> _Try it_: Copy nothing but the lines below running from the line containing "There was no" through the line containing "I checked CI", both end lines included.

Saved entries
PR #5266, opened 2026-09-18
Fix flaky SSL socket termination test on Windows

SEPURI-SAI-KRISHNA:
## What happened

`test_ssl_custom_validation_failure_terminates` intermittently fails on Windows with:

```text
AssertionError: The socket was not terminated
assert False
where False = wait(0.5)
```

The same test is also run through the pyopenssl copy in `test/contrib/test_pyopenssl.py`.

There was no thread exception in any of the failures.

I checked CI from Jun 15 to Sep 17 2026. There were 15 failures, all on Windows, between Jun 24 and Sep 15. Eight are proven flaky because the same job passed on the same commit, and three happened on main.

...

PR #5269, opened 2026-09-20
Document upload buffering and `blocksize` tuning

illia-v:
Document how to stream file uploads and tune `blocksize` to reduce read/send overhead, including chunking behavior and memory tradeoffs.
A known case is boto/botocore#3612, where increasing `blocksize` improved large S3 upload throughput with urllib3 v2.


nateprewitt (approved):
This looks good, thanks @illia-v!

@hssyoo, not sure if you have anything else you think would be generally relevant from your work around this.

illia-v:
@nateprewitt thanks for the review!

* * *

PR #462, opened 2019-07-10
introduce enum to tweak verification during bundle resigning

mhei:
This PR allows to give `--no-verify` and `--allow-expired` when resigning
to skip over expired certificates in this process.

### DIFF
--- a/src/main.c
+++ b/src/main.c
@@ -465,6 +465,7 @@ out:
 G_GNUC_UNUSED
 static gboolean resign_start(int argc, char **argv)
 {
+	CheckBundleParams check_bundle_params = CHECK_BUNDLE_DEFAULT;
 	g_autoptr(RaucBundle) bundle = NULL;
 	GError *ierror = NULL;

> _The answer_:
There was no thread exception in any of the failures.

I checked CI from Jun 15 to Sep 17 2026. There were 15 failures, all on Windows, between Jun 24 and Sep 15. Eight are proven flaky because the same job passed on the same commit, and three happened on main.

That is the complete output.